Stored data
►
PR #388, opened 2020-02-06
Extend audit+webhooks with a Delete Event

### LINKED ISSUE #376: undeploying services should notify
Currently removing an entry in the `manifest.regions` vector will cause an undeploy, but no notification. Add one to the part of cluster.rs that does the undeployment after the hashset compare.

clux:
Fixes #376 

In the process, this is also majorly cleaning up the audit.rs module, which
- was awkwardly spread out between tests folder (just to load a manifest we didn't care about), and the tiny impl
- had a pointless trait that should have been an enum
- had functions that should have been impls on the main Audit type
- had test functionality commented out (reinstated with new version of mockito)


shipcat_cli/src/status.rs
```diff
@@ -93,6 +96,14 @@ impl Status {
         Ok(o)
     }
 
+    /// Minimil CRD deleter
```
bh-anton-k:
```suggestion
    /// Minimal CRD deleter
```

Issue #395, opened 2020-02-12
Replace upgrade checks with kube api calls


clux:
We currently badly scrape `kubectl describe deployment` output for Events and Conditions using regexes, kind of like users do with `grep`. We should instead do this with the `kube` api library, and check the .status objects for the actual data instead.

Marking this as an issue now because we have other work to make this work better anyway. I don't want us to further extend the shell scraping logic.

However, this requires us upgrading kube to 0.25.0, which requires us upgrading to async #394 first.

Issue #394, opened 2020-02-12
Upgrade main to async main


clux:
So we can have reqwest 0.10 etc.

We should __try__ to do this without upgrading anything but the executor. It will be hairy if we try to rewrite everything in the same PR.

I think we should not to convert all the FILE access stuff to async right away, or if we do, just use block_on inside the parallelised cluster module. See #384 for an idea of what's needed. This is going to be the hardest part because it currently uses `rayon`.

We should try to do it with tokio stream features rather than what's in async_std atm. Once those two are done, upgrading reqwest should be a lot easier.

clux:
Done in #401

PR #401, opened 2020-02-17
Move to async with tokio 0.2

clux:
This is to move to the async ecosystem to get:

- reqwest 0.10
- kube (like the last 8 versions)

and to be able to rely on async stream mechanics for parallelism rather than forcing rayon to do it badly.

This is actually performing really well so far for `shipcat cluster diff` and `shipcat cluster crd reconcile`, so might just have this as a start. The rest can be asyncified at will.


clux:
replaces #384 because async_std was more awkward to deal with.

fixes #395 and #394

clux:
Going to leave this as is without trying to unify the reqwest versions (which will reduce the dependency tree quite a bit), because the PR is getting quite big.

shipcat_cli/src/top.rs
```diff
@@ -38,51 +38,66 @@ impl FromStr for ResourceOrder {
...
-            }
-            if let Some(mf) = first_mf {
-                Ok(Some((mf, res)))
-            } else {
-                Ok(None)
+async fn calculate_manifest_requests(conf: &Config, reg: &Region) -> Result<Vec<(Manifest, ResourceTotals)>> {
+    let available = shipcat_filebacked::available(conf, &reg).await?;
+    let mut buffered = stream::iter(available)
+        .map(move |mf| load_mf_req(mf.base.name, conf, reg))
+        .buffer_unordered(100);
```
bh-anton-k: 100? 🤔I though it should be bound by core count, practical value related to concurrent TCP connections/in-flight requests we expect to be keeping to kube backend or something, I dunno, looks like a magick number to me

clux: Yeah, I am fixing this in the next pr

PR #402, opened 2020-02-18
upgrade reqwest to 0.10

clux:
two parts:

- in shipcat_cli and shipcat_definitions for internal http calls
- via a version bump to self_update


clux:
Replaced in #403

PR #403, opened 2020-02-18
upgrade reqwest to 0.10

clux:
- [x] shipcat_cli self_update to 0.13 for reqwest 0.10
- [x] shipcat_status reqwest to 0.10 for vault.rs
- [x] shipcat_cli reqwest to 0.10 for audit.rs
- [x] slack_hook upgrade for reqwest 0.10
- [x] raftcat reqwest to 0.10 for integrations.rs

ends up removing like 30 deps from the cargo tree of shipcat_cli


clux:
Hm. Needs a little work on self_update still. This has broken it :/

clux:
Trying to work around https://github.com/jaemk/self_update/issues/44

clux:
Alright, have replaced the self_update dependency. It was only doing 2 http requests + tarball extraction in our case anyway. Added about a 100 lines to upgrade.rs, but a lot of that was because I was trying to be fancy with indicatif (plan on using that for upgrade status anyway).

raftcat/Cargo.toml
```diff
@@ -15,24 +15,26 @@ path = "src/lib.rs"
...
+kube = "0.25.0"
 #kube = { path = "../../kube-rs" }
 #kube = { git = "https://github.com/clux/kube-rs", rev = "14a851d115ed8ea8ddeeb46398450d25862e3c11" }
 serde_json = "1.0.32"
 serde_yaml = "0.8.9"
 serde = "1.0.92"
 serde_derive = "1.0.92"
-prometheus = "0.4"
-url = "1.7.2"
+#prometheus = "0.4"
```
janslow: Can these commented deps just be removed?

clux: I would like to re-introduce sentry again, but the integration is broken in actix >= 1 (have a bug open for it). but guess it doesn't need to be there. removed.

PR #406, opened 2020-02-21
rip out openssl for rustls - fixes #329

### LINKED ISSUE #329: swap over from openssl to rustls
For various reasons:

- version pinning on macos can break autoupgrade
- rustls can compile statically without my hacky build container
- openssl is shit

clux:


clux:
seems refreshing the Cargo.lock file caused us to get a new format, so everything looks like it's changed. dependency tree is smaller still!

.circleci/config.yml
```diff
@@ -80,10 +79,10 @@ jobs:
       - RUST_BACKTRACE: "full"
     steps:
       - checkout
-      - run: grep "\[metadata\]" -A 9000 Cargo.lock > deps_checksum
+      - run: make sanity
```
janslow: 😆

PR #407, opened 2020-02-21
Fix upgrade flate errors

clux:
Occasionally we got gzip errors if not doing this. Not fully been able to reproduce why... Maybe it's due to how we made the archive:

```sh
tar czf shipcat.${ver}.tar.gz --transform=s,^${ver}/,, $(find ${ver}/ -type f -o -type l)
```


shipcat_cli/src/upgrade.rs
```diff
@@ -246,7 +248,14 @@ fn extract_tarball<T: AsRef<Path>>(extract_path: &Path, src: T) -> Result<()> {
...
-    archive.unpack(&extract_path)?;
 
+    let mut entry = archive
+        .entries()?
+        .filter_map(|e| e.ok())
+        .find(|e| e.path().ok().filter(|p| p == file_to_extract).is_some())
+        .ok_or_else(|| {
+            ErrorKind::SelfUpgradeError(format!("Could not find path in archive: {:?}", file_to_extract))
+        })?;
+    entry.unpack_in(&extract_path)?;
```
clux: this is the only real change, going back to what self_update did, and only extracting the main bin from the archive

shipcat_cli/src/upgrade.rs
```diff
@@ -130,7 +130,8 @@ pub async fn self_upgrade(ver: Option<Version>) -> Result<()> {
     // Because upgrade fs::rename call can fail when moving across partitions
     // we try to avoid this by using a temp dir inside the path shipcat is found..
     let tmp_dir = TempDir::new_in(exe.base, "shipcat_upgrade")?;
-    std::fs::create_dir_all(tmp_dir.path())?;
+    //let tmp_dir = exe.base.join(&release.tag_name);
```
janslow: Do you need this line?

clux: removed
◄
►
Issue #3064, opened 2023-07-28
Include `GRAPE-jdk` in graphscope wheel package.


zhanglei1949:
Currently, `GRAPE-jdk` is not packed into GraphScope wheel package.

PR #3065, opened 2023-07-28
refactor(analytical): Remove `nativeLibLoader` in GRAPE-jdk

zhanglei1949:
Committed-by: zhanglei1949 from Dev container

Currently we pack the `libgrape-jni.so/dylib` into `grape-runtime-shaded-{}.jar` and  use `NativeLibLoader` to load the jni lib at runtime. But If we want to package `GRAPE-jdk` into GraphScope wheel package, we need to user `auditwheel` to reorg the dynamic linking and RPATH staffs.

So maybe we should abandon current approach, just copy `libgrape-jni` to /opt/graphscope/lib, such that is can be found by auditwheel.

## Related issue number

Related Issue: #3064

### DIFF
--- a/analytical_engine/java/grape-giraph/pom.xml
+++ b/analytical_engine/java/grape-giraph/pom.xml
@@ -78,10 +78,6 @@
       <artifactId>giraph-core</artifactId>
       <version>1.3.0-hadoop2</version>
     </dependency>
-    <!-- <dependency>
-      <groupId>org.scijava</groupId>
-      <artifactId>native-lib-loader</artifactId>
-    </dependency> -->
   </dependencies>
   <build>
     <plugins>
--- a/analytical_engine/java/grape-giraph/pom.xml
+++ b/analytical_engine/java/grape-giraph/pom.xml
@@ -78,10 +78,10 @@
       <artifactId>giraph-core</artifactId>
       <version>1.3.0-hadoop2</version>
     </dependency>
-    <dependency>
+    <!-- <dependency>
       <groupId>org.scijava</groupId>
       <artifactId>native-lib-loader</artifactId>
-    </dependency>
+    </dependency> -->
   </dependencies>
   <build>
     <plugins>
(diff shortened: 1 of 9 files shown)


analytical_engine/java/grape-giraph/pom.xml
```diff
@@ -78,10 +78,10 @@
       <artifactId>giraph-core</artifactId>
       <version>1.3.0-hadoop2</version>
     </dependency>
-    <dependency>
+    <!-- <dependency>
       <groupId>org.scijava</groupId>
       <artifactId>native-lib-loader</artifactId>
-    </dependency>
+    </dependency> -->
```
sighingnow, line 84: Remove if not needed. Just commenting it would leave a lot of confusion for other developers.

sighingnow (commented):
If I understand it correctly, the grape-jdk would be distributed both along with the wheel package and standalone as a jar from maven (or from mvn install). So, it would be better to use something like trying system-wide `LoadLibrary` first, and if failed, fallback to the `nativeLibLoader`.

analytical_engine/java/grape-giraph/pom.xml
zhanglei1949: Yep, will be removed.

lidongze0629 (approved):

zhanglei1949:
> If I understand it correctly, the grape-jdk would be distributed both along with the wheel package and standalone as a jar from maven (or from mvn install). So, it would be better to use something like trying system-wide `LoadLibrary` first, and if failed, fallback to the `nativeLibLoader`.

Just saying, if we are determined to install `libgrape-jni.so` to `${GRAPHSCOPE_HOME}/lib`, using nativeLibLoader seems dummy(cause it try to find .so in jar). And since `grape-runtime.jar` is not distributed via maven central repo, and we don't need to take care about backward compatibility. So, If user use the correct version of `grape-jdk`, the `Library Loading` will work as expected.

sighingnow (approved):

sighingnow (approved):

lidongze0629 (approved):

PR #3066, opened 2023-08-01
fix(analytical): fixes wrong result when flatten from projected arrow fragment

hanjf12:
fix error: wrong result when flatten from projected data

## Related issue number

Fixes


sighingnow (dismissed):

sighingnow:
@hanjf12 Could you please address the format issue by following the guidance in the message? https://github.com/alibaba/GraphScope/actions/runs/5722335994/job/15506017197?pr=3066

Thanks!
◄
→ About this exercise: Give the number of lines in the data above that include the word "want", with no other words.

→ Solution for this exercise: 2